MillWheel exposes some key concepts for its users. Core to MillWheel is the concept of a computation, which encompasses the application logic containing arbitrary user code. MillWheel delivers records to these computations idempotently, and if the user is contacting external systems, it is up to them to ensure that the effects of their code on such systems is also idempotent.

Next are keys, and key extraction functions. The user specifies a key extraction function, which associates a key with the record being processed. In the Zeitgeist example, the key could be a search query, or a cookie fingerprint to detect spam or bot traffic.

Next are streams, which provide the delivery mechanism between different computations. The computation subscribes to zero or more input streams, and publishes one or more output streams. The streams have associated names, and don't have any restrictions on the numbers of subscribers and publishers.

Next is the persistent state, which is an opaque byte string managed on a per-key basis. MillWheel persists the state in a highly available and replicated data store such as BigTable or spanner. Some examples of the persisted state are counters, window aggregation data, or data needed for a join.

Next are the water marks which are used to handle late arriving data. MillWheel computes the watermark for a computation through the formula:
min(oldest work of A, low watermark of C : C outputs to A)

Computations should expect a small rate of late records beyond the low watermark, and it is up to the system to handle these. For example Zeitgeist drops such data (typically around 0.001% of records).

Next are timers, which are per key hooks triggered either at a specific wall clock time, or a watermark value.

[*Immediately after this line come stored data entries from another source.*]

Issue #13, opened 2026-03-18
open question: decide where to place catalog and view-config files inside study folder


aoustry:

dusanparipovic:
Current input structure for Gems View Builder:
├── catalogs/ -> one or more catalog here 
├── view_config.yml
├── taxonomy.yml
├── system.yml
├── simulation_table.parquet
├── library.yml
└── calendar_file.csv

PR #20, opened 2026-03-27
feat(sql): add sql operation to complete workflow 

dusanparipovic:
**Summary**

- Implements full workflow
- Switches CSV to Parquet (for performance and future benchmarking)
- Adds new tests
- Optimizes `get_location`
- Adds PyPSA -> GEMS - based test file (adapted for this repo)
- Applies configuration to test files (simulation table Parquet reflects these changes)
- Merged chunks of files in order to get single final file e.g. `view`

**Parquet Configuration**

- `ZSTD compression` (default in Polars, likely similar in Spark/DuckDB/PyArrow, to confirm)
- `Data page version`: 2.0
- `Row group size`: 64,000 (open to tuning)
- `Compression level`: 3 (open to adjustment)

**Notes**

- Polars does not support sorting column metadata
- Workaround: convert to PyArrow before writing
- Sorted by:
- `absolute_time_index`, `block_time_index`, `scenario_index`,` component, output`


gems_views_builder/system.py
```diff
@@ -49,34 +50,32 @@ def models_to_components(self) -> dict[str, list[str]]:
             groups[model_ref].append(component.id)
         return groups
 
-    def get_components(self, model_id: str) -> list[str]:
-        """Return all component ids for the given model type (e.g. 'generator' -> ['generator_A1', ...])."""
-        return self._components_by_model.get(model_id, [])
+    def build_component_port_connections(self) -> dict[tuple[str, str], set[str]]:
```
aoustry, line 58: Could you a short docstring for this method please ?

gems_views_builder/system.py
```diff
@@ -49,34 +50,32 @@ def models_to_components(self) -> dict[str, list[str]]:
...
+        component_port_connections: dict[tuple[str, str], set[str]] = defaultdict(set)
+        for connection in self.connections:
```
aoustry, line 63: I suggest adding the following checks:

- component1!=component2
- component1 and component2 are not None
- port1 is indeed a port of component1's model (and idem for port2)

gems_views_builder/views.py
```diff
@@ -72,14 +75,90 @@ def _load_system(self, input_data_path: Path) -> InputSystem:
         system_path = next(input_data_path.glob("system*"))
         return InputSystem.from_file(system_path)
 
-    def execute(self) -> None:
-        # # 1. Filter simulation table
-        filtered_simulation_table = self.simulation_table.filter_simulation_table(  # noqa: F841
-            self.view_config.load_calendar(), self.input_data_path / "simulation_table_filtered.csv"
+    def _build_metric_view(self, joined_dataframe: pl.LazyFrame, metric: Metric) -> Path:
+        value_agg = pl.col("value").sum() if metric.terms_operator == TermsOperator.SUM else pl.col("value").mean()
```
aoustry: in the future we could have other aggregations operators -> you have to dispatch sum/mean and raise an "NotImplementedError" if the value is not available. A possible approach could just be to use a mapping (dict ?) between the possible TermsOperator and the corresponding polar/spark/duckdb operators

gems_views_builder/views.py
```diff
@@ -72,14 +75,90 @@ def _load_system(self, input_data_path: Path) -> InputSystem:
...
+        )
+        out_dir = self.input_data_path / "views" / "metric_view"
+        out_dir.mkdir(parents=True, exist_ok=True)
+        out_path = out_dir / f"{metric.id}.parquet"
+        metric_view.sink_parquet(out_path)
+        return out_path
+
+    def _build_view(self, metric_view_parquet_path: Path, metric: Metric) -> Path:
+        metric_view = pl.scan_parquet(metric_view_parquet_path)
+        time_agg = (
```
aoustry, line 182: same comment as line 79

gems_views_builder/views.py
```diff
@@ -38,7 +40,8 @@ def __init__(
         self.system = self._load_system(input_data_path)
         self.taxonomy = load_taxonomy(input_data_path / "taxonomy.yml")
         self.view_config = ViewConfig(input_data_path / "view_config.yml")
-        simulation_table_path = next(input_data_path.glob("simulation_table*"), None)
+        simulation_table_candidates = sorted(input_data_path.glob("simulation_table*.parquet"))
+        simulation_table_path = next((p for p in simulation_table_candidates if "filtered" not in p.stem), None)
```
aoustry: What is the behaviour? It tackles the first files of the list?

gems_views_builder/views.py
aoustry: Is value_agg a dataframe, or just the defition of an aggregation operator?

gems_views_builder/views.py
```diff
@@ -72,14 +75,90 @@ def _load_system(self, input_data_path: Path) -> InputSystem:
...
+                ]
+            )
+        )
+        out_dir = self.input_data_path / "views" / "metric_view"
+        out_dir.mkdir(parents=True, exist_ok=True)
+        out_path = out_dir / f"{metric.id}.parquet"
+        metric_view.sink_parquet(out_path)
+        return out_path
+
+    def _build_view(self, metric_view_parquet_path: Path, metric: Metric) -> Path:
```
aoustry: I think that the name of the method is not very explicit: we should clarify that it performs a temporal aggregation (for a given metric)

gems_views_builder/views.py
```diff
@@ -90,15 +169,43 @@ def execute(self) -> None:
...
+                    metric_structure_path
+                )  # # TO DO for benchmark: test behavior when using write_parquet and not sink_parquet since metric structure table won't be heavy datum
+                # # Apply sylvan suggestions for creation of new parquet file(meta data)
+
+                filtered_lazy = pl.scan_parquet(filtered_simulation_table_path)
+                metric_structure_lazy = pl.scan_parquet(metric_structure_path)
+
+                joined_dataframe = filtered_lazy.join(
+                    metric_structure_lazy,
+                    left_on=["component", "output"],
```
aoustry: we should maybe unify the notation between metric_structure_table and simulation_table as regards the columns names `component` and `output`?

gems_views_builder/views.py
```diff
@@ -90,15 +169,43 @@ def execute(self) -> None:
...
+                    right_on=["component_id", "output_id"],
+                    how="right",
+                )
+
+                metric_view_parquet_path = self._build_metric_view(joined_dataframe=joined_dataframe, metric=metric)
+                view_parquet_path = self._build_view(metric_view_parquet_path=metric_view_parquet_path, metric=metric)
```
aoustry: As explained above, the name _build_view is not very explicit here.

aoustry: - As explained above, the name _build_view is not very explicit here.
- Moreover view_parquet_path is not very explicit as well; in fact this parquet file is rather the metric_view after temporal aggregation

gems_views_builder/views.py
```diff
@@ -90,15 +169,43 @@ def execute(self) -> None:
...
+                metric_structure_path = metric_structure_dir / f"{metric.id}.parquet"
+                metric_structure_table.dataframe.write_parquet(
+                    metric_structure_path
+                )  # # TO DO for benchmark: test behavior when using write_parquet and not sink_parquet since metric structure table won't be heavy datum
+                # # Apply sylvan suggestions for creation of new parquet file(meta data)
+
+                filtered_lazy = pl.scan_parquet(filtered_simulation_table_path)
+                metric_structure_lazy = pl.scan_parquet(metric_structure_path)
+
+                joined_dataframe = filtered_lazy.join(
```
aoustry: Is a "lazy" join ? It should I guess, as it is pointless to store (either in disk or in RAM) the joined dataframe => I guess it is better to apply the join and groupby simultaneously (to better exploit the query engines forces)

gems_views_builder/views.py
```diff
@@ -72,14 +75,90 @@ def _load_system(self, input_data_path: Path) -> InputSystem:
...
+                    "metric_location",
+                    "breakdown_properties",
+                    "absolute_time_index",
+                    "scenario",
+                ]
+            )
+            .agg(
+                [
+                    value_agg.alias("granular_metric_value"),
+                    pl.first("granular_date").alias("granular_date"),
```
aoustry: I'm not sure to get the relevance of this line, but I might miss something!

gems_views_builder/views.py
```diff
@@ -72,14 +75,90 @@ def _load_system(self, input_data_path: Path) -> InputSystem:
...
+
+    def _build_view(self, metric_view_parquet_path: Path, metric: Metric) -> Path:
+        metric_view = pl.scan_parquet(metric_view_parquet_path)
+        time_agg = (
+            pl.col("granular_metric_value").sum()
+            if metric.time_operator == TimeOperator.SUM
+            else pl.col("granular_metric_value").mean()
+        ).alias("metric_value")
+        view_date_expr = pl.col("granular_date").alias("view_date")
+        business_view = (
```
aoustry:
```suggestion
        view = (
```

gems_views_builder/views.py
```diff
@@ -72,14 +75,90 @@ def _load_system(self, input_data_path: Path) -> InputSystem:
...
+                    "metric_value",
+                ]
+            )
         )
-        _ = filtered_simulation_table  # to avoid copilot unnecessary warnings
-        # # 2. Create metric structure table and perform SQL operations on it
-        # # Metrics are grouped by catalog, in order to prevent multiple loading of the same catalog
+        # Business view is meant to be created once, then appended to on future runs.
+        # We implement this by writing a new parquet "part" file each time.
+        dataset_dir = self.input_data_path / "views" / "metric_business_view" / metric.id
```
aoustry:
```suggestion
        dataset_dir = self.input_data_path / "views" / "metric_views" / metric.id
```

gems_views_builder/views.py
```diff
@@ -72,14 +75,90 @@ def _load_system(self, input_data_path: Path) -> InputSystem:
...
+        dataset_dir.mkdir(parents=True, exist_ok=True)
+        existing_parts = sorted(dataset_dir.glob("part-*.parquet"))
+        next_part_idx = (int(existing_parts[-1].stem.split("-")[1]) + 1) if existing_parts else 0
+        out_path = dataset_dir / f"part-{next_part_idx:05d}.parquet"
+        business_view.sink_parquet(out_path)
+        return out_path
+
+    def execute(self, cleanup_intermediate: bool = False) -> None:
```
aoustry:
```suggestion
    def build(self, cleanup_intermediate: bool = False) -> None:
```

aoustry (changes requested):
Great job. I have submitted several comments for specific lines of codes.

One major additional comments: we lack test here! At least
- One for the MetricStructureBuilder.build() -> check the content of the produced metric_structure_table
- One for the ViewBuilder.build() -> check the content of the produced Views

@dusanparipovic  you can use the small PyPSA test I sent you by Teams.

gems_views_builder/views.py
```diff
@@ -72,14 +75,90 @@ def _load_system(self, input_data_path: Path) -> InputSystem:
...
         )
-        _ = filtered_simulation_table  # to avoid copilot unnecessary warnings
-        # # 2. Create metric structure table and perform SQL operations on it
-        # # Metrics are grouped by catalog, in order to prevent multiple loading of the same catalog
+        # Business view is meant to be created once, then appended to on future runs.
+        # We implement this by writing a new parquet "part" file each time.
+        dataset_dir = self.input_data_path / "views" / "metric_views" / metric.id
+        dataset_dir.mkdir(parents=True, exist_ok=True)
+        existing_parts = sorted(dataset_dir.glob("part-*.parquet"))
+        next_part_idx = (int(existing_parts[-1].stem.split("-")[1]) + 1) if existing_parts else 0
```
tbittar: Maybe we could add some utils function to perform operations based of filenames format we manipulate to make this more readable ?

gems_views_builder/system.py
dusanparipovic: Right,done! 
Added also for models_to_components I find it useful.

gems_views_builder/system.py
dusanparipovic: Right done! 
For your 3rd bullet point I find this very useful but then I need also to pass instance of `library.yaml` e.g. in future multiple `library.yaml` instances(maybe just id(filename) and then catch it)
I'll open issue regarding this since I think in this phase we don't need it but this is something what needs to be done. 
Feel free to change [issue](https://github.com/AntaresSimulatorTeam/GEMS-ViewsBuilder/issues/22) description.
If you want we could implement this inside this PR.

gems_views_builder/views.py
dusanparipovic: I agree this is confusing, since component is column in SimulationTable I'll recommend that we could align on that, so we will change names of columns in MetricStructureTable.

- component_id = component 
- output_id = output

gems_views_builder/views.py
dusanparipovic: Pydantic will raise an error if user any other aggregate function e.g.(`MIN`,`MAX`,`COUNT`) or any other `val`

dusanparipovic: `polars expression` and this is passed into agg[`aggregate`]
To clear confusion: 
SUM(value) -> define in value agg but in final result it will be treated as `granular_metric_value`
Practically in SQL we write something like: 
`select SUM(value) as granular_metric_value`

gems_views_builder/views.py
dusanparipovic: Right alias removed, what `first` will do take value of first row of group whatever it is (in fact it will be same values for each row in group)

gems_views_builder/views.py
dusanparipovic: [Answer](https://github.com/AntaresSimulatorTeam/GEMS-ViewsBuilder/pull/20/changes#r3024828600)

gems_views_builder/views.py
dusanparipovic: Completely agree. 
- `_build_metric_view` -> `_aggregate_metric_terms`
- `_build_view` -> `_aggregate_metric_temporally`

gems_views_builder/views.py
dusanparipovic: [Answer](https://github.com/AntaresSimulatorTeam/GEMS-ViewsBuilder/pull/20/changes#r3024956754)

dusanparipovic: Nice comments, agree `view_parquet_path` -> `temp_metric_view`

gems_views_builder/views.py
dusanparipovic: type(`joined_dataframe`) == lazy array, what that practically mean. No real data just query execution plan which will be passed into `_aggregate_metric_terms`.
Practically how SQL always works:

- From is always firstly executed to know on which table/tables we will perform operations,so since we call sink_parquet in this function we will first perform right join from query execution plan which is passed to the function, why? 
- From declarative will look like `from filtered_simulation_table_lazy RIGHT JOIN metric_structure_lazy on filtered_simulation_table_lazy.component == metric_structure_lazy.component AND filtered_simulation_table_lazy.output == metric_structure_lazy.output` 

I would rather keep that lines out of this function, what do you think now ? 
Also I want to hear what other path of team think.

dusanparipovic: Additionally I catch that in fact we don't need to pass full metric object.

- `_aggregate_metric_terms` needs just `terms operator`
- `_aggregate_metric_temporally` needs just `time operator`

gems_views_builder/views.py
```diff
@@ -27,59 +30,190 @@
 # System -> representation of the system.yml file
 # Taxonomy -> representation of the taxonomy.yml file
 """
+EXACT_FILES = ["taxonomy.yml", "view_config.yml", "library.yml", "system.yml"]
+PREFIX_FILES = {"calendar": ".csv", "simulation_table": ".parquet"}
+TEMPORAL_METRIC_VIEW_PART = 0
```
TheoPascoli: Global mutable variable is an anti-pattern. It is not thread-safe, it is not set to 0 if you call `build()` two times. It must be a instance attribute like `self._part_counter` or even deleted. You can imagine something with the `metric_id` that is already unique

gems_views_builder/views.py
```diff
@@ -27,59 +30,190 @@
...
         self.input_data_path = input_data_path
+        # # If this function raise an error, the builder will not be able to build the views.
+        self._check_input_data_structure()
+        #
+        self.system = self._load_system()
+        self.taxonomy = load_taxonomy(self.input_data_path / "taxonomy.yml")
+        self.view_config = ViewConfig(self.input_data_path / "view_config.yml")
+        self.simulation_table = SimulationTable(
+            next(self.input_data_path.glob("simulation_table*.parquet"))
+        )  # we could have only one simulation table at this phase
```
TheoPascoli, line 58: Are we sure that we have at least one file everytime ? Like the other PR, you should handle the case where there is no file to catch the `StopIteration` that will happens

gems_views_builder/views.py
```diff
@@ -27,59 +30,190 @@
...
-        exact_files = ["taxonomy.yml", "view_config.yml"]
-        for filename in exact_files:
-            if not (input_data_path / filename).is_file():
-                raise FileNotFoundError(f"Required file '{filename}' not found in {input_data_path}")
+    def _check_number_of_required_files(self) -> None:
+        """
+        # Check if there are exactly 6 required files.
+        """
+        counter = Counter(p.is_file() for p in self.input_data_path.iterdir())
+        if counter.get(True, 0) != 6:
```
TheoPascoli: Why 6 ? This "magic number" is fragile. What happens if we add a file to the format ? You could validate each file individually by declaring a list of awaited file maybe

TheoPascoli (changes requested):
Hello Dusan, sorry for the delay. It looks good already !

I have a concern about ViewBuilder, it handles file validation, loading, joins, aggregation, writing and cleanup all in one class. The fact that tests already need `object.__new__()` to bypass `__init__` (test_views_input_checks.py:21) shows it's hard to test without the full system. I think we should split it into smaller components (loader, aggregator, writer). What do you think?

Also, open() is called without `encoding="utf-8"` in several places (catalog.py:123, library.py:92, metrics.py:93, system.py:117, taxonomy.py:65). Without it, it defaults to the system locale which is not predictable across machines.

Finally, YAML parsing like `raw["catalog"]` or `raw["view"]` will raise a bare `KeyError` if the key is missing, which is not very helpful. We should catch it and raise something explicit like "catalog.yml: missing top-level 'catalog' key".

gems_views_builder/views.py
dusanparipovic: [Input directory structure definition](https://github.com/AntaresSimulatorTeam/GEMS-ViewsBuilder/issues/13#issuecomment-4133189332).
This is not final version but for now input to the library will look like this. 
I agree this is kinda confusing, logic is merged into `_check_required_input_files`

gems_views_builder/views.py
dusanparipovic: See `check_input_data_structure` all check for required files and required amount of files will be done inside this function if not we will raise some error and next `ViewBuilder` object won't be created. 
Maybe you see some better approach? 
If yes I'm open to hear your thoughts ?

dusanparipovic:
> test_views_input_checks



> Hello Dusan, sorry for the delay. It looks good already !
> 
> I have a concern about ViewBuilder, it handles file validation, loading, joins, aggregation, writing and cleanup all in one class. The fact that tests already need `object.__new__()` to bypass `__init__` (test_views_input_checks.py:21) shows it's hard to test without the full system. I think we should split it into smaller components (loader, aggregator, writer). What do you think?
> 
> Also, open() is called without `encoding="utf-8"` in several places (catalog.py:123, library.py:92, metrics.py:93, system.py:117, taxonomy.py:65). Without it, it defaults to the system locale which is not predictable across machines.
> 
> Finally, YAML parsing like `raw["catalog"]` or `raw["view"]` will raise a bare `KeyError` if the key is missing, which is not very helpful. We should catch it and raise something explicit like "catalog.yml: missing top-level 'catalog' key".

Hi Theo,

I agree with your approach. It’s actually very close to how I started, keeping smaller pieces organized into separate classes and files, following SOLID principles.

However, other part of the team felt that might be too complex for an initial version. So I went along with a simpler structure to get things moving. That said, I’m absolutely open to refactoring. My original plan was already aligned with what you suggested.

I’ll prepare a proposal for restructuring and walk you through it so we can discuss and agree on the best project setup.

- Thanks for pointing out the encoding issue. That was a great catch and it’s now fixed.
- Also appreciate the note on file loading. I completely agree, and that’s been resolved as well.

gems_views_builder/metrics.py
TheoPascoli, line 80: You read this but you never use it. Same in views.py l. 177

gems_views_builder/views.py
```diff
@@ -27,59 +32,217 @@
...
+                    "metric_location",
+                    "breakdown_properties",
+                    "absolute_time_index",
+                    "scenario",
+                ]
+            )
+            .agg(
+                [
+                    value_agg.alias("granular_metric_value"),
+                    pl.first("granular_date"),  # # take a first row of group whatever it is
```
TheoPascoli: This can return null if the first column of the right join is a non match. You can do something like `pl.col("granular_date").drop_nulls().first()`, or even build it from `absolute_time_index` via a left_join with the calendar maybe

gems_views_builder/views.py
```diff
@@ -27,59 +32,217 @@
...
+            row_group_size=_PARQUET_ROW_GROUP_SIZE,
         )
-        _ = filtered_simulation_table  # to avoid copilot unnecessary warnings
-        # # 2. Create metric structure table and perform SQL operations on it
-        # # Metrics are grouped by catalog, in order to prevent multiple loading of the same catalog
+        for path in chunk_paths:
+            path.unlink(missing_ok=True)
+        return out_path
+
+    def build(self, cleanup_intermediate: bool = False) -> None:
```
TheoPascoli: After a build `simulation_table_filtered.parquet` is still in `input_data_path` and it matches `glob("simulation_table*.parquet")` at the next run. You can write intermediate files in a separate folder to prevent this. Of make `cleanup_intermediate` default to true

gems_views_builder/metrics_builder.py
```diff
@@ -58,27 +58,23 @@ def __init__(
...
+                    metric_location = self.system.get_location(component_id, term.location_ports)
+                    loc_str = metric_location if isinstance(metric_location, str) else "|".join(metric_location)
+                    rows.append(
+                        {
+                            "metric_id": self.metric.id,
+                            "component": component_id,
+                            "metric_location": loc_str,
+                            "breakdown_properties": "",
+                            "output": term.output_id,
+                            "weight_output_id": 1,
```
TheoPascoli, line 75: I think you hardcode this to 1 and never use it ?

gems_views_builder/metrics_builder.py
```diff
@@ -58,27 +58,23 @@ def __init__(
...
+                for component_id in self.system.get_instances_by_model(qualified_ref):
+                    # # locating function
+                    metric_location = self.system.get_location(component_id, term.location_ports)
+                    loc_str = metric_location if isinstance(metric_location, str) else "|".join(metric_location)
+                    rows.append(
+                        {
+                            "metric_id": self.metric.id,
+                            "component": component_id,
+                            "metric_location": loc_str,
+                            "breakdown_properties": "",
```
TheoPascoli, line 73: It is hardcoded and never used. Maybe im missing something

gems_views_builder/views.py
```diff
@@ -27,59 +32,217 @@
...
+            compression=_PARQUET_COMPRESSION,
+            compression_level=_PARQUET_COMPRESSION_LEVEL,
+            row_group_size=_PARQUET_ROW_GROUP_SIZE,
+        )
+        return out_path
+
+    def _consolidate_results(self, chunk_paths: list[Path]) -> Path:
+        results_dir = self.input_data_path / "results"
+        results_dir.mkdir(parents=True, exist_ok=True)
+        timestamp = datetime.now().strftime("%Y%m%dT%H%M%S")
```
TheoPascoli: You should specify a timezone ! UTC for exemple `datetime.now(timezone.utc)`

TheoPascoli (changes requested):
Hello Dusan, nice work for now, still some room for improvements !

`build()` at `views.py:283` uses `how="right"`, so a component in `metric_structure` but absent from the simulation becomes a row with `value = null`.

Then `_aggregate_metric_terms` (`views.py:136`) sums it, and Polars `sum()` over only null values returns `0.0`, not `null`:

```python
pl.DataFrame({"k": ["a"], "v": [None]}).group_by("k").agg(pl.col("v").sum())
# → 0.0
```

Result: missing components show up as phantom `0.0` rows in the final parquet, indistinguishable from real zeros. Silent. Only affects `TermsOperator.SUM`.

Fix: filter before aggregating:

```python
joined.filter(pl.col("value").is_not_null())
```
-----------------------
Also, 
The comment on `_aggregate_metric_temporally` (`views.py:210`) says the view is **"appended to on future runs"** via part files.

Can you confirm this actually works?

From reading the code, `_consolidate_results` deletes the parts at `views.py:237`, and `_part_counter` resets to `0` in `__init__`, so I don’t see where the append happens.

Suggested test:

```python
ViewBuilder(path).build()  # run 1
ViewBuilder(path).build()  # run 2

# Does the second result contain run 1's rows?
# I expect no.
```
Tell me if you have any questions !

gems_views_builder/metrics_builder.py
aoustry: In fact `weight_output` is not really used yet, but will be in future workflow to compute weighted average and weighted sums in the groupby (term-operators).

gems_views_builder/metrics_builder.py
aoustry: You mean `breakdown_properties` ? It will be used in future workflows...

aoustry (dismissed):

gems_views_builder/metrics_builder.py
dusanparipovic: `weight_output_id` &&  `breakdown_properties` aren't used currently, so that's reason why it's hardcoded. 

- `breakdown_properties` isn't defined for now they will be define inside `catalo.yml` files. 
- `weight_output_id` also it's mentioned that will be ignored in first version(Business View Building Process pdf)
If you prefer not to have hardcoded values I could comment this 2 lines , but just keep in source code just to know what to update in future.

gems_views_builder/metrics_builder.py
dusanparipovic: [Answer](https://github.com/AntaresSimulatorTeam/GEMS-ViewsBuilder/pull/20/changes#r3085800401)

gems_views_builder/metrics.py
dusanparipovic: Nice catch! 
This isn't used currently but I figured out fact that I need to add more enumerators. (`hour`, `day`, `week`, `month`, `year`)

aoustry (approved):

TheoPascoli (approved):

To guarantee exactly once delivery, MillWheel generates a unique ID for every record. Before processing the record, it checks against deduplication data, and discards the record if it is a duplicate. Then it runs the user code for the input record, and commits the pending changes to the backing store. It then acknowledges the senders and sends the results to the downstream consumers. To make the deduping fast, MillWheel uses a bloom filter for the matches. If the record ID is not in the filter, MillWheel reads the backing store to determine if the record is a duplicate or not. MillWheel garbage collects the IDs for past deliveries after it can guarantee that all internal senders have finished retrying.

The authors evaluate MillWheel on a multitude of dimensions, including output latency, watermark lag, and scale. They share some of the results of testing the system when deployed to a varying number of CPUs. When testing on 200 CPUs, the median record delay is 3.6 milliseconds and the 95th percentile latency is 30 milliseconds. After enabling exactly once delivery and strong productions, the median latency jumps to 33.7 milliseconds and the 95th percentile latency to 93.8 milliseconds. For tests ranging from 20 CPUs to 2000 CPUs, the median latency stayed roughly constant regardless of the system size, and the 99th percentile latency was on the order of magnitude of 100 milliseconds.

The authors list some of the internal consumers at Google for MillWheel, including billing pipelines that depend on its exactly once guarantees, ads systems that rely on the low latency updates for customer facing dashboards, Zeitgeist and anomaly-detection services, and image processing for Google Street View.

The authors end with comparing the system to others such as S4 and Sonora--which don't address exactly once processing, and Storm which recently added that support with Trident.